** Your objective **
Write all of the lines below out again, exactly as they stand.

** Saved data entries **
========================

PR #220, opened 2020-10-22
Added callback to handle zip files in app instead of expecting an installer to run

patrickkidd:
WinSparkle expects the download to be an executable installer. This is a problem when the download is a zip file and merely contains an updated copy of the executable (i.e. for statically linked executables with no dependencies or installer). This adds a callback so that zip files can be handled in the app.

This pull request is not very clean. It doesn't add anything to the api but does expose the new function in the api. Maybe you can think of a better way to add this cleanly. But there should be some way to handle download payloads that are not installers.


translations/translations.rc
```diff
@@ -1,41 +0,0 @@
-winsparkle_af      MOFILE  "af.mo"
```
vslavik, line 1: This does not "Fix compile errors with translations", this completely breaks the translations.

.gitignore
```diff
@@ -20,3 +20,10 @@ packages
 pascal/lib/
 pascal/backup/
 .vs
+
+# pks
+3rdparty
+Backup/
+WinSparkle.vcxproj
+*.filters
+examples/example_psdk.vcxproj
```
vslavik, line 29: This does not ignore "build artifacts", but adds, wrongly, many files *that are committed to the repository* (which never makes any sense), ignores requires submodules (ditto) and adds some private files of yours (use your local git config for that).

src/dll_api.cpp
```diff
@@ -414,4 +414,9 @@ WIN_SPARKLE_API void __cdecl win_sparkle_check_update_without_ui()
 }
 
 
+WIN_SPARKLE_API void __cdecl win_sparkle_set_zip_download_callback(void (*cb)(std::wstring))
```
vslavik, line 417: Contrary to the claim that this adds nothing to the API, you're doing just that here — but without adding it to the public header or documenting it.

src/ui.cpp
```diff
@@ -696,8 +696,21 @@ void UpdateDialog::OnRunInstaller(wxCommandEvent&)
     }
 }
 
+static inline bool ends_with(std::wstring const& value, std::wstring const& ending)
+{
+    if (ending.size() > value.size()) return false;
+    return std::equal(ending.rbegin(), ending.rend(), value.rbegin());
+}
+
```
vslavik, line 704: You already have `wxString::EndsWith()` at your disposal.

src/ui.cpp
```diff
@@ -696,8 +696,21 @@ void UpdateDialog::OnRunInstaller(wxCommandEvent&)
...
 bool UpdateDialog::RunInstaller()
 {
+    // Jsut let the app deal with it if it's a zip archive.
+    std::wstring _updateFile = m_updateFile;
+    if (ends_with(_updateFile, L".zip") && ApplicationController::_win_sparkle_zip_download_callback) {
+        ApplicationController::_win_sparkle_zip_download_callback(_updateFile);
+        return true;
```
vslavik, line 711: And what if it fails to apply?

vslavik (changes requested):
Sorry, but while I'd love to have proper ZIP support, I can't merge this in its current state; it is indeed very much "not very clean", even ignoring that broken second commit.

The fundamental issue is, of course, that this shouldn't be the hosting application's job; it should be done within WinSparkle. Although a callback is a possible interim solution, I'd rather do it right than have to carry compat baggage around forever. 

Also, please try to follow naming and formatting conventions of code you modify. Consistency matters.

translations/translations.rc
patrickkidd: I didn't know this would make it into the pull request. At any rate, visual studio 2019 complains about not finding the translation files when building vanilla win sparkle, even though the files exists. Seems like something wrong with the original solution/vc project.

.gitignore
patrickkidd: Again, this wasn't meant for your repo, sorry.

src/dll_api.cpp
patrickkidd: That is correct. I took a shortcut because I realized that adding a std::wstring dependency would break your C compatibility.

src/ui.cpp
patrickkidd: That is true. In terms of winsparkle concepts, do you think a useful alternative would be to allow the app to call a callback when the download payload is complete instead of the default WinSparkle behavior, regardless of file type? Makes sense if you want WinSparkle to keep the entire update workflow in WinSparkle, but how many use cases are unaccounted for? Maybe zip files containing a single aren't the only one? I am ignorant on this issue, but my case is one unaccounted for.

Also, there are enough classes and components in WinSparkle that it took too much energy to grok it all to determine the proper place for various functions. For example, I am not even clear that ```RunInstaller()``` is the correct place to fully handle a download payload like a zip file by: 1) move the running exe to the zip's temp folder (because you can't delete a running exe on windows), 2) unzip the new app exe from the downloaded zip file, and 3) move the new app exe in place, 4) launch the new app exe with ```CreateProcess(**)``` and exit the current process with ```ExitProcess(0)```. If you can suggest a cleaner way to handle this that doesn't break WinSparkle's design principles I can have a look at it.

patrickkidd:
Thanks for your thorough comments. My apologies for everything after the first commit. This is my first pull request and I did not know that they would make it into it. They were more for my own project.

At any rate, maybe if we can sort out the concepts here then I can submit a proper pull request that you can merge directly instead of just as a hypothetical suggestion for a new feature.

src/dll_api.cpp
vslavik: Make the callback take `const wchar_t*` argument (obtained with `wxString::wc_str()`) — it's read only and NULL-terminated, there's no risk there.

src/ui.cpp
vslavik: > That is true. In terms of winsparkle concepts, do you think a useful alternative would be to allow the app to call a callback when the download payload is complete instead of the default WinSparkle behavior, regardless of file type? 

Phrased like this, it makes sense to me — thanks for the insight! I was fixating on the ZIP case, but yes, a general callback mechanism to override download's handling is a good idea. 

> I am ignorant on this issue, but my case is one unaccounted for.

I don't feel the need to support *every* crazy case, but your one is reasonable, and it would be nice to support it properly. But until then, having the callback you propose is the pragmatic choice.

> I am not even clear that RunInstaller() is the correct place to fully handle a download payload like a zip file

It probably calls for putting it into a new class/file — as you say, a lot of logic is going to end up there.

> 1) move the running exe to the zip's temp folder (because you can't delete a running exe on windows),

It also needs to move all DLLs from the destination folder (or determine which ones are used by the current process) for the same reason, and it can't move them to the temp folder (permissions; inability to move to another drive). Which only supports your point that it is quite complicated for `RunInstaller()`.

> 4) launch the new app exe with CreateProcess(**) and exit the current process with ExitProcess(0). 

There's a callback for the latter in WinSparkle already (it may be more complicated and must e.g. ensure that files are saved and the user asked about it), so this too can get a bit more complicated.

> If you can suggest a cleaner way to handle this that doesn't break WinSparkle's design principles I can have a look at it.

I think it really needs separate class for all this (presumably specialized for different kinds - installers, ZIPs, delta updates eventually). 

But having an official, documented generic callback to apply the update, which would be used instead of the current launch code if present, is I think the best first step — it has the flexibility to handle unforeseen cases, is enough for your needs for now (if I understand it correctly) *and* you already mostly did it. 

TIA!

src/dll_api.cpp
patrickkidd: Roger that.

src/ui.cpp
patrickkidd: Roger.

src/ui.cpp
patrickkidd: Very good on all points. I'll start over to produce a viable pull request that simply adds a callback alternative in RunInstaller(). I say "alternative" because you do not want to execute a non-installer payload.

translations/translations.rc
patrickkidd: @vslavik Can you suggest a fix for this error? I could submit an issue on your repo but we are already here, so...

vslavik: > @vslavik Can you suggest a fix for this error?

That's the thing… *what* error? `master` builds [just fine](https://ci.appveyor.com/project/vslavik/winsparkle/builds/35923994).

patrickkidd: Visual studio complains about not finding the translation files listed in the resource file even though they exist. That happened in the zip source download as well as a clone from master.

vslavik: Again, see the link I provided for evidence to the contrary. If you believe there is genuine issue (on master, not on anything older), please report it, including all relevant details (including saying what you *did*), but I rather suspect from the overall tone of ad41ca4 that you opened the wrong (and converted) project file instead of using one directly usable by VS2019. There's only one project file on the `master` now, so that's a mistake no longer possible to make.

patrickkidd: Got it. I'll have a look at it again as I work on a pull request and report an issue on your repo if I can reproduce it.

========================

** Task output **
PR #220, opened 2020-10-22
Added callback to handle zip files in app instead of expecting an installer to run

patrickkidd:
WinSparkle expects the download to be an executable installer. This is a problem when the download is a zip file and merely contains an updated copy of the executable (i.e. for statically linked executables with no dependencies or installer). This adds a callback so that zip files can be handled in the app.

This pull request is not very clean. It doesn't add anything to the api but does expose the new function in the api. Maybe you can think of a better way to add this cleanly. But there should be some way to handle download payloads that are not installers.


translations/translations.rc
```diff
@@ -1,41 +0,0 @@
-winsparkle_af      MOFILE  "af.mo"
```
vslavik, line 1: This does not "Fix compile errors with translations", this completely breaks the translations.

.gitignore
```diff
@@ -20,3 +20,10 @@ packages
 pascal/lib/
 pascal/backup/
 .vs
+
+# pks
+3rdparty
+Backup/
+WinSparkle.vcxproj
+*.filters
+examples/example_psdk.vcxproj
```
vslavik, line 29: This does not ignore "build artifacts", but adds, wrongly, many files *that are committed to the repository* (which never makes any sense), ignores requires submodules (ditto) and adds some private files of yours (use your local git config for that).

src/dll_api.cpp
```diff
@@ -414,4 +414,9 @@ WIN_SPARKLE_API void __cdecl win_sparkle_check_update_without_ui()
 }
 
 
+WIN_SPARKLE_API void __cdecl win_sparkle_set_zip_download_callback(void (*cb)(std::wstring))
```
vslavik, line 417: Contrary to the claim that this adds nothing to the API, you're doing just that here — but without adding it to the public header or documenting it.

src/ui.cpp
```diff
@@ -696,8 +696,21 @@ void UpdateDialog::OnRunInstaller(wxCommandEvent&)
     }
 }
 
+static inline bool ends_with(std::wstring const& value, std::wstring const& ending)
+{
+    if (ending.size() > value.size()) return false;
+    return std::equal(ending.rbegin(), ending.rend(), value.rbegin());
+}
+
```
vslavik, line 704: You already have `wxString::EndsWith()` at your disposal.

src/ui.cpp
```diff
@@ -696,8 +696,21 @@ void UpdateDialog::OnRunInstaller(wxCommandEvent&)
...
 bool UpdateDialog::RunInstaller()
 {
+    // Jsut let the app deal with it if it's a zip archive.
+    std::wstring _updateFile = m_updateFile;
+    if (ends_with(_updateFile, L".zip") && ApplicationController::_win_sparkle_zip_download_callback) {
+        ApplicationController::_win_sparkle_zip_download_callback(_updateFile);
+        return true;
```
vslavik, line 711: And what if it fails to apply?

vslavik (changes requested):
Sorry, but while I'd love to have proper ZIP support, I can't merge this in its current state; it is indeed very much "not very clean", even ignoring that broken second commit.

The fundamental issue is, of course, that this shouldn't be the hosting application's job; it should be done within WinSparkle. Although a callback is a possible interim solution, I'd rather do it right than have to carry compat baggage around forever. 

Also, please try to follow naming and formatting conventions of code you modify. Consistency matters.

translations/translations.rc
patrickkidd: I didn't know this would make it into the pull request. At any rate, visual studio 2019 complains about not finding the translation files when building vanilla win sparkle, even though the files exists. Seems like something wrong with the original solution/vc project.

.gitignore
patrickkidd: Again, this wasn't meant for your repo, sorry.

src/dll_api.cpp
patrickkidd: That is correct. I took a shortcut because I realized that adding a std::wstring dependency would break your C compatibility.

src/ui.cpp
patrickkidd: That is true. In terms of winsparkle concepts, do you think a useful alternative would be to allow the app to call a callback when the download payload is complete instead of the default WinSparkle behavior, regardless of file type? Makes sense if you want WinSparkle to keep the entire update workflow in WinSparkle, but how many use cases are unaccounted for? Maybe zip files containing a single aren't the only one? I am ignorant on this issue, but my case is one unaccounted for.

Also, there are enough classes and components in WinSparkle that it took too much energy to grok it all to determine the proper place for various functions. For example, I am not even clear that ```RunInstaller()``` is the correct place to fully handle a download payload like a zip file by: 1) move the running exe to the zip's temp folder (because you can't delete a running exe on windows), 2) unzip the new app exe from the downloaded zip file, and 3) move the new app exe in place, 4) launch the new app exe with ```CreateProcess(**)``` and exit the current process with ```ExitProcess(0)```. If you can suggest a cleaner way to handle this that doesn't break WinSparkle's design principles I can have a look at it.

patrickkidd:
Thanks for your thorough comments. My apologies for everything after the first commit. This is my first pull request and I did not know that they would make it into it. They were more for my own project.

At any rate, maybe if we can sort out the concepts here then I can submit a proper pull request that you can merge directly instead of just as a hypothetical suggestion for a new feature.

src/dll_api.cpp
vslavik: Make the callback take `const wchar_t*` argument (obtained with `wxString::wc_str()`) — it's read only and NULL-terminated, there's no risk there.

src/ui.cpp
vslavik: > That is true. In terms of winsparkle concepts, do you think a useful alternative would be to allow the app to call a callback when the download payload is complete instead of the default WinSparkle behavior, regardless of file type? 

Phrased like this, it makes sense to me — thanks for the insight! I was fixating on the ZIP case, but yes, a general callback mechanism to override download's handling is a good idea. 

> I am ignorant on this issue, but my case is one unaccounted for.

I don't feel the need to support *every* crazy case, but your one is reasonable, and it would be nice to support it properly. But until then, having the callback you propose is the pragmatic choice.

> I am not even clear that RunInstaller() is the correct place to fully handle a download payload like a zip file

It probably calls for putting it into a new class/file — as you say, a lot of logic is going to end up there.

> 1) move the running exe to the zip's temp folder (because you can't delete a running exe on windows),

It also needs to move all DLLs from the destination folder (or determine which ones are used by the current process) for the same reason, and it can't move them to the temp folder (permissions; inability to move to another drive). Which only supports your point that it is quite complicated for `RunInstaller()`.

> 4) launch the new app exe with CreateProcess(**) and exit the current process with ExitProcess(0). 

There's a callback for the latter in WinSparkle already (it may be more complicated and must e.g. ensure that files are saved and the user asked about it), so this too can get a bit more complicated.

> If you can suggest a cleaner way to handle this that doesn't break WinSparkle's design principles I can have a look at it.

I think it really needs separate class for all this (presumably specialized for different kinds - installers, ZIPs, delta updates eventually). 

But having an official, documented generic callback to apply the update, which would be used instead of the current launch code if present, is I think the best first step — it has the flexibility to handle unforeseen cases, is enough for your needs for now (if I understand it correctly) *and* you already mostly did it. 

TIA!

src/dll_api.cpp
patrickkidd: Roger that.

src/ui.cpp
patrickkidd: Roger.

src/ui.cpp
patrickkidd: Very good on all points. I'll start over to produce a viable pull request that simply adds a callback alternative in RunInstaller(). I say "alternative" because you do not want to execute a non-installer payload.

translations/translations.rc
patrickkidd: @vslavik Can you suggest a fix for this error? I could submit an issue on your repo but we are already here, so...

vslavik: > @vslavik Can you suggest a fix for this error?

That's the thing… *what* error? `master` builds [just fine](https://ci.appveyor.com/project/vslavik/winsparkle/builds/35923994).

patrickkidd: Visual studio complains about not finding the translation files listed in the resource file even though they exist. That happened in the zip source download as well as a clone from master.

vslavik: Again, see the link I provided for evidence to the contrary. If you believe there is genuine issue (on master, not on anything older), please report it, including all relevant details (including saying what you *did*), but I rather suspect from the overall tone of ad41ca4 that you opened the wrong (and converted) project file instead of using one directly usable by VS2019. There's only one project file on the `master` now, so that's a mistake no longer possible to make.

patrickkidd: Got it. I'll have a look at it again as I work on a pull request and report an issue on your repo if I can reproduce it.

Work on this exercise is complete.